# Work instructions
Reproduce, without any change, the span of lines from the opening of the records below to the line containing "### What I'm talking about", inclusive.

** Working data follows **

PR #5081, opened 2022-09-04
Clarify some strings

### LINKED ISSUE #5074: Improve the setting name "Use previous color instead of default when switching tools"
This is a text change.

### What I'm talking about

[**"Use previous color instead of default when switching tools"**](https://github.com/ScratchAddons/ScratchAddons/blob/1a40713a6414f13df7e65f3b0584a4b06a540edf/addons/default-costume-editor-color/addon.json#L37) from the `default-costume-editor-color` addon's settings. If you're wondering what that means, if the fill color is set to transparent and you select the brush tool, Scratch, by default, resets the color to purple so you have a color to draw with (and something similar happens with the outline color). This addon option makes it so that instead of being switched back to the default color, it changes back to the previous fill or outline color you used.

This option may take some time for some people to understand, but it can be pretty hard to choose a concise name for that option and have everyone understand it. Should we try to find a better name?

### Possible changes
My ideas are:
- Recall previous color instead of resetting after switching tools
- Don't reset to default color after switching tools

This is worth discussing _thoroughly_ - I'd love if we could work together to find _the_ most easy-to-understand but still concise description possible for that option, especially since Scratch Addons doesn't have extended option descriptions (yet).

### Don't understand what I mean? Let me show you

https://user-images.githubusercontent.com/106490990/188237242-68f52189-816e-46c2-932f-030bab24adba.mp4

DNin01:
Resolves #5074

### Changes

Changes the setting name "Use previous color instead of default when switching tools" → "Recall previous color instead of resetting after switching tools", plus a few other edits ranging from corrections to clarifications.

### Reason for changes

To make it clearer what that option does.

### Tests

No, but it should work - it's just text.

### DIFF
--- a/addons/default-costume-editor-color/addon.json
+++ b/addons/default-costume-editor-color/addon.json
@@ -34,7 +34,7 @@
       "default": 4
     },
     {
-      "name": "Recall previous color instead of resetting after switching tools",
+      "name": "Use previous color instead of resetting after switching tools",
       "id": "persistence",
       "type": "boolean",
       "default": true
--- a/addons/default-costume-editor-color/addon.json
+++ b/addons/default-costume-editor-color/addon.json
@@ -34,7 +34,7 @@
       "default": 4
     },
     {
-      "name": "Use previous color instead of default when switching tools",
+      "name": "Recall previous color instead of resetting after switching tools",
       "id": "persistence",
       "type": "boolean",
       "default": true
--- a/addons/editor-colored-context-menus/addon.json
+++ b/addons/editor-colored-context-menus/addon.json
@@ -1,6 +1,6 @@
 {
   "name": "Colored context menus",
-  "description": "Makes block right click context menus colorful.",
+  "description": "Makes the background of block right click menus colorful.",
   "credits": [
     {
       "name": "GarboMuffin"
--- a/addons/editor-colored-context-menus/addon.json
+++ b/addons/editor-colored-context-menus/addon.json
@@ -1,6 +1,6 @@
 {
   "name": "Colored context menus",
-  "description": "Makes the background of block right click context menus colorful.",
+  "description": "Makes block right click context menus colorful.",
   "credits": [
     {
       "name": "GarboMuffin"
--- a/addons/editor-colored-context-menus/addon.json
+++ b/addons/editor-colored-context-menus/addon.json
@@ -1,6 +1,6 @@
 {
   "name": "Colored context menus",
-  "description": "Makes the background of block right click menus colorful.",
+  "description": "Makes the background of block right click context menus colorful.",
   "credits": [
     {
       "name": "GarboMuffin"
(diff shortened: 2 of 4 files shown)


addons/move-to-top-bottom/addon.json
```diff
@@ -1,6 +1,6 @@
 {
   "name": "Move costume to top or bottom",
-  "description": "Adds a right click context menu item to move a costume or a sound to the top or the bottom of the list.",
+  "description": "Adds buttons to the right click context menu for costumes and sounds to move them to the top or the bottom of the list.",
```
TheColaber, line 3: which do we use more? "right click context menu" or "context menu"?

DNin01: I see [1](https://github.com/ScratchAddons/ScratchAddons/blob/4d70ad6f65f32c47585a29060b6d20bc4d2837e3/addons/hide-delete-button/addon.json#L3), [2](https://github.com/ScratchAddons/ScratchAddons/blob/a3c035b087962391eef6747fc4d91c9ae2d6025e/addons/editor-colored-context-menus/addon.json#L3) other uses of "right click context menu", and I don't see a use of "context menu" alone. IMO, we can leave this as it is, and changing it might work best in a new PR.

RedGuy12 (approved):

addons/move-to-top-bottom/addon.json
mxmou, line 3: I think we should call menu items "options", not "buttons".

addons/editor-colored-context-menus/addon.json
```diff
@@ -1,6 +1,6 @@
 {
   "name": "Colored context menus",
-  "description": "Makes block right click context menus colorful.",
+  "description": "Makes the background of block right click context menus colorful.",
```
mxmou, line 3: If the "black" preset for "customizable block colors" is selected, this addon changes the border and text color, not the background.

DNin01: Should I revert it, then?

apple502j, line 3:
```suggestion
  "description": "Makes block right click context menus colorful.",
```

addons/default-costume-editor-color/addon.json
```diff
@@ -34,7 +34,7 @@
       "default": 4
     },
     {
-      "name": "Use previous color instead of default when switching tools",
```
apple502j, line 37: "Recall" is not usually used in this context.

addons/default-costume-editor-color/addon.json
```diff
@@ -34,7 +34,7 @@
...
+      "name": "Recall previous color instead of resetting after switching tools",
```
apple502j, line 37:
```suggestion
      "name": "Use previous color instead of resetting after switching tools",
```

apple502j (approved):

apple502j:
Requesting one more approval.

mxmou (approved):

Issue #1621, opened 2021-02-18
Addons that use the key property


TheColaber:
We have had the ability to make addons that use hotkeys but have not yet made any. We would need:

- [ ] APIs for these things
- [ ] Addons to use these

PR #5086, opened 2022-09-05
[New addon] Player controls keyboard shortcuts

ego-lay-atman-bay:
### Changes

I've created a new addon. Project controls keyboard shortcuts (probably need a better name).

I've put in the combo customization in the settings. Not sure if that's going to stay.

I made sure that the shortcuts block the browser shortcuts, that way, whenever you press ctrl+P, it doesn't show the print dialog, if that's set to a shortcut. If it's not, it'll show the print dialog.

### Reason for changes

It was suggested, and I had already created my own custom snippet to do it.

### Tests

I've only tested it on Chrome (Brave) on windows 10.
I also made sure that it will not break when the pause button addon is off.

### Notes
The way I did the keyboard combo refresh from the settings, might not be the best way. I just couldn't find any documentation on the addon api, so I opted to use probably an unconventional method.

I only made the keys customizable because I couldn't think of good keyboard combos.

And also, the description needs work. I also don't know if we want to stick to just using the ctrl key, or allow other keys.

This obviously needs work before it's ready.


ego-lay-atman-bay:
wait, I just found the documentation. I'm going to read through it.

ego-lay-atman-bay:
Alright, I cleaned up the code a bit, and fixed `addon.json`. The only problem that I could see in the Prettier format check was this
```
No node_modules/ folder.
No package-lock.json file.
[detached HEAD 1d5841b] Format code
 Author: ego-lay-atman-bay <ego-lay-atman-bay@users.noreply.github.com>
 2 files changed, 84 insertions(+), 87 deletions(-)
fatal: You are not currently on a branch.
To push the history leading to the current (detached HEAD)
state now, use

    git push origin HEAD:<name-of-remote-branch>

Error: Process completed with exit code 128.
```
I don't know how to fix this.

Norbiros:
You need to go to your fork and enable actions (https://github.com/ego-lay-atman-bay/ScratchAddons/actions here)

ego-lay-atman-bay:
> You need to go to your fork and enable actions (https://github.com/ego-lay-atman-bay/ScratchAddons/actions here)

Thanks!

mxmou:
In Scratch 1.4, Enter was a shortcut for the green flag. I think it should be possible to choose it in this addon.

addons/project-shortcuts/userscript.js
```diff
@@ -0,0 +1,42 @@
+export default async function ({ addon, global, console }) {
+  var green_flag = addon.settings.get("greenflag").toLowerCase();
```
Norbiros, line 2: Please use `let`.

TheColaber:
We are planning to add an entire section to the settings page for this, or maybe not, depends how it goes. But the reason why I'm closing this is that we don't have a current system put in place for hotkeys https://github.com/ScratchAddons/ScratchAddons/issues/1621 that is crucial. The plan is for the settings page to have a bunch of settings to add hotkeys for almost anything in the editor, costume editor, etc, and possibly for some non-project pages. Maybe we'll look at this again after we start some sort of work on this kind of system.

ego-lay-atman-bay:
Ah, ok. I'm excited for the new hotkey system.

WorldLanguages:
Discussion for hotkeys/keybind system is happening at #5145

PR #5087, opened 2022-09-05
Fix block-cherry-picking and block-duplicate race

GarboMuffin:
Fixes https://discord.com/channels/806602307750985799/1015981428472811520/1016169173514211421

> Has anyone noticed the Ctrl + Alt drag to duplicate a single block is bugged? It is currently leaving the original block detached from the script after duplicating
> https://cdn.discordapp.com/attachments/1015981428472811520/1015982258844356679/2022-09-04_14-50-06.mp4

The addons trapped the same method and would break if they ran in the wrong order (regression from https://github.com/ScratchAddons/ScratchAddons/pull/4682). They now use a shared module to ensure consistent order.

### DIFF
--- a/addons/block-cherry-picking/userscript.js
+++ b/addons/block-cherry-picking/userscript.js
@@ -1,12 +1,12 @@
-import * as sharedModule from '../block-duplicate/module.js';
+import * as sharedModule from "../block-duplicate/module.js";
 
 export default async function ({ addon, global, console }) {
   const update = () => {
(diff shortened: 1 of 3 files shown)


WorldLanguages:
Should we add a bit of intentional randomness to userscript order? (only for runAtComplete:false userscripts)
I think would allow us to catch bugs like this faster.

GarboMuffin:
I've only tested this on a Mac because that's the only computer I have access to at the moment. It *probably* stills works on other systems

WorldLanguages (approved):
I don't think I was able to reproduce the bug. But it continues to work for me

PR #5093, opened 2022-09-10
Project folders

Platformer444:
Resolves #

### Changes
It adds project folders to organize your projects

### Reason for changes
It makes finding your projects easier

### Tests
Tested on Edge 105 and it works fine


Norbiros:
It works with search bar in my stuff?

Platformer444:
> It works with search bar in my stuff?

Didn't check that

WorldLanguages:
Storing the project folders in localStorage is unideal. Users might not be aware that clearing cookies for scratch.mit.edu will reset their project folders (or switching to another device - or using incognito mode).
An addon like this will need proper discussion first, before we should try to implement it.

Platformer444:
> Storing the project folders in localStorage is unideal. Users might not be aware that clearing cookies for scratch.mit.edu will reset their project folders (or switching to another device - or using incognito mode). An addon like this will need proper discussion first, before we should try to implement it.

I first thought to store folder data in a json file situated in the addon folder itself. I thought it as a bad idea so went with localStorage.

WorldLanguages:
I think it would be better to remove the concept of "folders" completely. I don't think users might be able to conclude that the folders are stored in the extensions, and not in their Scratch account. For example, the "name scripts before placing in backpack" addon could also work with extension or local storage, but I think we only added the feature because it's stored in the account.

If we instead allowed users to "filter by hashtag", the data would be stored in the project instructions/notes, and wouldn't be lost if SA is uninstalled. We could provide buttons that allow the user to edit the project description from the mystuff page in some way, so that they can avoid manually adding the hashtags on each project page.

I think this needs more discussion in an issue, instead of this PR.

Chiroyce1:
Agreed with @WorldLanguages, sprite folders are practical because they are stored in the project data itself, and other devices and SA users can also access it, whereas over here it is all gone if the user clears cookies or uses another device/browser.

WorldLanguages:
Closing - this needs discussion first.

RedGuy12:
> I first thought to store folder data in a json file situated in the addon folder itself. I thought it as a bad idea so went with localStorage.

litterally impossible

PR #5104, opened 2022-09-13
Make logo larger, stretch group divider to align with box

Hans5958:
Primarily, this PR does two things:
1. Make the logo larger to make it more prominent. The size is now as large as the website.
2. Stretch the addon group divider to align with the box and other items, not the inside contents. This is an old issue and I wanted to push this again.

The PR also does some small styling changes on other parts. (prefer flex, prefer rem, etc).

Screen Shot 2022-09-13 at 13 43 38
Screen Shot 2022-09-13 at 12 52 11

### DIFF
--- a/webpages/popup/style.css
+++ b/webpages/popup/style.css
@@ -19,6 +19,7 @@ body {
 #header {
   display: flex;
   height: 60px;
+  padding: 0 1rem;
 }
 #title-text,
 #settings {
@@ -29,15 +30,14 @@ body {
   flex-grow: 1;
   display: flex;
   align-items: center;
-  padding: 0 20px;
 }
 #logo {
   height: 30px;
-  margin-inline-end: 20px;
+  margin-inline-end: 0.75rem;
+  transform: scale(1.75);
   vertical-align: middle;
 }
 #settings {
-  padding: 0 20px;
   cursor: pointer;
   display: flex;
   align-items: center;
--- a/webpages/settings/components/addon-group-header.html
+++ b/webpages/settings/components/addon-group-header.html
@@ -15,7 +15,6 @@
     align-items: center;
     cursor: pointer;
     margin: 0px 11px;
-    padding: 0px 10px;
   }
 
   .addon-group > img {
@@ -37,7 +36,6 @@
     border-top: 1px solid var(--content-separator);
     width: 100px;
     margin-inline-start: 20px;
-    margin-inline-end: 5px;
     flex: 1;
   }
 </style>
--- a/webpages/settings/index.html
+++ b/webpages/settings/index.html
@@ -122,7 +122,7 @@
       <div id="title">
         <img :src="switchPath" class="toggle" @click="sidebarToggle()" v-cloak v-show="smallMode" alt="Logo" />
         <img src="../../images/icon-transparent.svg" class="logo" alt="Logo" />
-        <h1 v-cloak>{{ msg("settings") }}</h1>  
+        <h1 v-cloak>{{ msg("settings") }}</h1>
       </div>
       <img v-cloak @click="setTheme(!theme)" class="theme-switch" :src="themePath" />
     </div>
--- a/webpages/settings/index.html
+++ b/webpages/settings/index.html
@@ -119,9 +119,11 @@
   </head>
   <body v-cloak :class="{light: theme}">
     <div class="navbar">
-      <img :src="switchPath" class="toggle" @click="sidebarToggle()" v-cloak v-show="smallMode" alt="Logo" />
-      <img src="../../images/icon-transparent.svg" class="logo" alt="Logo" />
-      <h1 v-cloak>{{ msg("settings") }}</h1>
+      <div id="title">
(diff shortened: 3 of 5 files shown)


Samq64:
Could you just crop the transparent logo instead? I was lazy on #4810 and just removed the background leaving whitespace instead of just resizing the image correctly.

Hans5958:
To be honest, resizing it up to the image borders wouldn't be big enough to my liking. I would still need to use CSS' `scale`. I think this is fine for now.

Samq64:
Really? After cropping the whitespace from [icon-transparent.svg](https://GitHub.com/ScratchAddons/ScratchAddons/images/icon-transparent.svg) with Inkscape on master it looks pretty much the same as yours:
Screenshot_20220913_125454

GrahamSH-LLK:
👎
It doesn't need to be that big. That just looks weird. There's no point in changing this just to change it.

WorldLanguages:
I think changing the logo size could be moved to a separate PR, so we can discuss that separately and merge obvious fixes first.

> Stretch the addon group divider to align with the box and other items, not the inside contents.

Wow, nice catch. Maybe this was intentional, but I can't unsee it now.

Hans5958:
> Really? After cropping the whitespace from [icon-transparent.svg](https://github.com/ScratchAddons/ScratchAddons/images/icon-transparent.svg) with Inkscape on master it looks like this:

Huh. I thought you were thinking to not scale it altogether,

> It doesn't need to be that big. That just looks weird. There's no point in changing this just to change it.

I can see why it is quite shocking, looking that it is been how it is for a while. I too also feel weird at first. Keep in mind that it is how it's been on the website. This is how the website looks with the extension-styled theme, but the size is the same on the normal theme.

![](https://user-images.githubusercontent.com/11584103/190098364-7743283b-f088-462e-81eb-9a19ecae5b39.png

The mentality of "changing [this] just to change it" seems like a bad mentality, especially that this is an open source project, and this PR suggestion which can be discussed.

> Wow, nice catch. Maybe this was intentional, but I can't unsee it now.

This is actually a choice of mxmou, which aligns the divider with the inner contents of the addon box, not the whole box itself. I tried to find the issue but I haven't found it yet.

Hans5958:
> The extension UI doesn't contain large text or images which makes the larger logo look unbalanced - it feels like the logo wants to be the most important thing on the screen. 

I disagree. I think these kind of brand logo, especially if placed on the navigation bar, should be (slightly) bigger in comparison with the sizes of other elements (e.g. font size). The logo is already on the prominent place, being in the top-left corner of the website, and a simple fact that it is an image, and it is related to the brand, so undermining it by making it the smaller is not good. I also think being "most important thing on the screen" is an overstatement.

With the current state of the settings, I don't feel a sense of "balance", but that's just me. Inconsistent shadowing, lengthy page, etc.

Here's a comparison. The size of the website's logo is based on Bootstrap 4's website, so it is included for reference. For the note that I would size it based on the visible boundary, so the inner part (the S with the addon block) size on the dark theme would be smaller than the size on the light theme, because I base the logo with the outer boundary (the orange circle) on the dark theme, and the inner part on the light theme.



There are some navbar that has different sizes of logo. Typescript has a slim kind of navbar, but compared to the website and the extension which is big enough. The Scratch logo on its website has 30px as its weight, but that's compared to the smaller links on its side.

> I don't think we should switch to rem units because pixels are currently used everywhere in the code - if something is consistent and doesn't cause problems it should probably stay.

Good idea. I just realised that lots of the font sizes would have different values than the website. Sora somehow has a different size than the usual fonts, so last time I implement the extension-styled theme, I use `font-size-adjust` instead.

> Was the change to the position of the small mode menu icon intentional?

I would take a look at this again. I changed it so it doesn't necessarily align with something, but I will take another look.

GrahamSH-LLK:
My thoughts are this:
It doesn't need to be that big. It looks huge and out of place in the current settings page design. We don't need exact design parity with the site, nobody really cares anyway. It doesn't fit with the current text size (right now the scratch S is about the same size as the S in settings). The biggest one just looks awful in the design and mxmou's looks equal to current, but not necessarily better.

Hans5958:
> It doesn't fit with the current text size (right now the scratch S is about the same size as the S in settings). 

Again, IMO it shouldn't be the same, since it is an image, or a branding, or both. Read the first paragraph on the previous message.

> In addition, there is a large difference between the use of the logo on the site and the use here. On the site, it's a click target and brings you home. It makes sense to make it large. However, on the extension, it does nothing. It's simply showing branding.

I made it bigger with the reason of the logo is there as a branding, not what it functions.

WorldLanguages:
> I think changing the logo size could be moved to a separate PR, so we can discuss that separately and merge obvious fixes first.

I said this and as far as I could see, no one replied (maybe I missed it).
I think we should create a bullet list for each change in this PR, and approve/unvote each one separately.

DNin01:
I like how it looks when slightly bigger in the popup. I'm not sure about other places.

WorldLanguages:
Related: #7485

PR #5114, opened 2022-09-18
Rename a few addon IDs

Samq64:
Resolves nothing

### Changes
Renames these addon IDs:

- `comments-linebreaks` --> `comment-linebreaks`
- `editor-theme3` --> `custom-block-color`
- `discuss-button` --> `navbar`

Unfortunately, two of the files weren't counted as a rename, but the rest are fine.

### Reason for changes

The grammar mistake in `comments-linereaks` bugs me and the other two don't describe when the addon does at all. I was going to rename a few more, but decided to just stick to the ones hat really needed it.

I know this might be rejected, but I thought I would give it a try.

### Tests

Tested on Chromium 105.


RedGuy12:
This would reset users' settings.

Samq64:
I could do some migration code, but yeah, it's probably not worth it.

Hans5958:
The arch nemesis of Scratch Addons. I would also like to change some IDs but people really didn't want to invest to migration.

However, I would say that this is a good idea for the future major version (SA2), so you can mention it again on #5103 for another discussion.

** End of Working data **

# Exercise solution
PR #5081, opened 2022-09-04
Clarify some strings

### LINKED ISSUE #5074: Improve the setting name "Use previous color instead of default when switching tools"
This is a text change.

### What I'm talking about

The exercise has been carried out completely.